### DATA FOR THIS TASK

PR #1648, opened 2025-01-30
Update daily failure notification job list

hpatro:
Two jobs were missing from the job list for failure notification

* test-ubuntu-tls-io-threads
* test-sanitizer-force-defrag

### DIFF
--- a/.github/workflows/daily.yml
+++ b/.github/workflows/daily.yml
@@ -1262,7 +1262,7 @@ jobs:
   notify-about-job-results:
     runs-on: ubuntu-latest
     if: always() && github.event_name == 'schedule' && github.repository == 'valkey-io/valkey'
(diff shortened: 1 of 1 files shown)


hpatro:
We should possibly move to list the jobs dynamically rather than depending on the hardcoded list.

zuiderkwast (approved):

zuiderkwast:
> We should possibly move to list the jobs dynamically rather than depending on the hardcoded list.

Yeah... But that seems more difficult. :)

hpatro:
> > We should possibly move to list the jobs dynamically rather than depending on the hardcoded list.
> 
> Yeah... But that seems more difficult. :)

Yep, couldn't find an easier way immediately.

######
### DATA FOR THIS TASK

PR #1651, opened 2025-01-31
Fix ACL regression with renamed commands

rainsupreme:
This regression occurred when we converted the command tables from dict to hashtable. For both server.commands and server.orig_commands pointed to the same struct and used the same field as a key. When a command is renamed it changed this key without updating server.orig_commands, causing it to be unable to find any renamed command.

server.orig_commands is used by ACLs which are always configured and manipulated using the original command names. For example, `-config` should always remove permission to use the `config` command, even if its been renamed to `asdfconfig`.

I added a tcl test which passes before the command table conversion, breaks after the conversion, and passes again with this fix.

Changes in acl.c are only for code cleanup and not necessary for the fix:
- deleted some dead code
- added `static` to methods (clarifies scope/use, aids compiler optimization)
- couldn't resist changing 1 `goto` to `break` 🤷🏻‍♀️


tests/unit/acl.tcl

######
### DATA FOR THIS TASK

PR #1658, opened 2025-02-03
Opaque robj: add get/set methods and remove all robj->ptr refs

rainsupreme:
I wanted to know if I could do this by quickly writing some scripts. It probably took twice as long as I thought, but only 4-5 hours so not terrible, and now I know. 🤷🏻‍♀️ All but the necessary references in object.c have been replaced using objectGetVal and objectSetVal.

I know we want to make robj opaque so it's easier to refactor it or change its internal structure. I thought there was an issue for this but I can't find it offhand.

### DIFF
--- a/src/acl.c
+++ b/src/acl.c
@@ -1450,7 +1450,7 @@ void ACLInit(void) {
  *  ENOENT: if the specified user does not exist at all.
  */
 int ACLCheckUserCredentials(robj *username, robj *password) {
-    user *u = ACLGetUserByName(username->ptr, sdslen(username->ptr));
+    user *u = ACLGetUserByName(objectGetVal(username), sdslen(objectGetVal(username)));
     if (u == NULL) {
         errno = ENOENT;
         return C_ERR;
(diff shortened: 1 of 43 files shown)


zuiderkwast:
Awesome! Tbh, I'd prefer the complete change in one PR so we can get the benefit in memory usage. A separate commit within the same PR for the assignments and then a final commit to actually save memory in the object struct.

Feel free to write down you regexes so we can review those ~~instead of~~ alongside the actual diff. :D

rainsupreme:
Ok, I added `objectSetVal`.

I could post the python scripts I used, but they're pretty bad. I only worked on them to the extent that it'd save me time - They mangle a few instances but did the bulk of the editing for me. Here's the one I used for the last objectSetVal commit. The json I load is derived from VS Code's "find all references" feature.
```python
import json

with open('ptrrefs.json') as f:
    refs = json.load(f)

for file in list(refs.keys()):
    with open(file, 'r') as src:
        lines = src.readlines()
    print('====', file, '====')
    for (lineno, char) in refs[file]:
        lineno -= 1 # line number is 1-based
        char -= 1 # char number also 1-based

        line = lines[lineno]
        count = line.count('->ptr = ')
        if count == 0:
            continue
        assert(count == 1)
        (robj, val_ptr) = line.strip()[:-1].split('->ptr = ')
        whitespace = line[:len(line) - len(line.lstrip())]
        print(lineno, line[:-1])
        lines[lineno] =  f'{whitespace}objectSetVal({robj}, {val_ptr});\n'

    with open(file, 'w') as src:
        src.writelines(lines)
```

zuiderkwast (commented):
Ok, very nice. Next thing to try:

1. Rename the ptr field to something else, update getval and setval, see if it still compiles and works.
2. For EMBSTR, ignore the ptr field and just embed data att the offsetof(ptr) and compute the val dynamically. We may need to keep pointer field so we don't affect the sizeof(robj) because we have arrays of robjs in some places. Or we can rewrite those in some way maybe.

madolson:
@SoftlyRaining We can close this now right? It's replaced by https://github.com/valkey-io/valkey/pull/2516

######

**WHAT IS EXPECTED**
Output the lines above exactly, but only those between the line holding "(diff shortened: 1 of 43 files shown)" and the line holding "replaced by https://github.com/valkey-io/valkey/pull/2516", inclusive.

**YOUR RESPONSE**
(diff shortened: 1 of 43 files shown)


zuiderkwast:
Awesome! Tbh, I'd prefer the complete change in one PR so we can get the benefit in memory usage. A separate commit within the same PR for the assignments and then a final commit to actually save memory in the object struct.

Feel free to write down you regexes so we can review those ~~instead of~~ alongside the actual diff. :D

rainsupreme:
Ok, I added `objectSetVal`.

I could post the python scripts I used, but they're pretty bad. I only worked on them to the extent that it'd save me time - They mangle a few instances but did the bulk of the editing for me. Here's the one I used for the last objectSetVal commit. The json I load is derived from VS Code's "find all references" feature.
```python
import json

with open('ptrrefs.json') as f:
    refs = json.load(f)

for file in list(refs.keys()):
    with open(file, 'r') as src:
        lines = src.readlines()
    print('====', file, '====')
    for (lineno, char) in refs[file]:
        lineno -= 1 # line number is 1-based
        char -= 1 # char number also 1-based

        line = lines[lineno]
        count = line.count('->ptr = ')
        if count == 0:
            continue
        assert(count == 1)
        (robj, val_ptr) = line.strip()[:-1].split('->ptr = ')
        whitespace = line[:len(line) - len(line.lstrip())]
        print(lineno, line[:-1])
        lines[lineno] =  f'{whitespace}objectSetVal({robj}, {val_ptr});\n'

    with open(file, 'w') as src:
        src.writelines(lines)
```

zuiderkwast (commented):
Ok, very nice. Next thing to try:

1. Rename the ptr field to something else, update getval and setval, see if it still compiles and works.
2. For EMBSTR, ignore the ptr field and just embed data att the offsetof(ptr) and compute the val dynamically. We may need to keep pointer field so we don't affect the sizeof(robj) because we have arrays of robjs in some places. Or we can rewrite those in some way maybe.

madolson:
@SoftlyRaining We can close this now right? It's replaced by https://github.com/valkey-io/valkey/pull/2516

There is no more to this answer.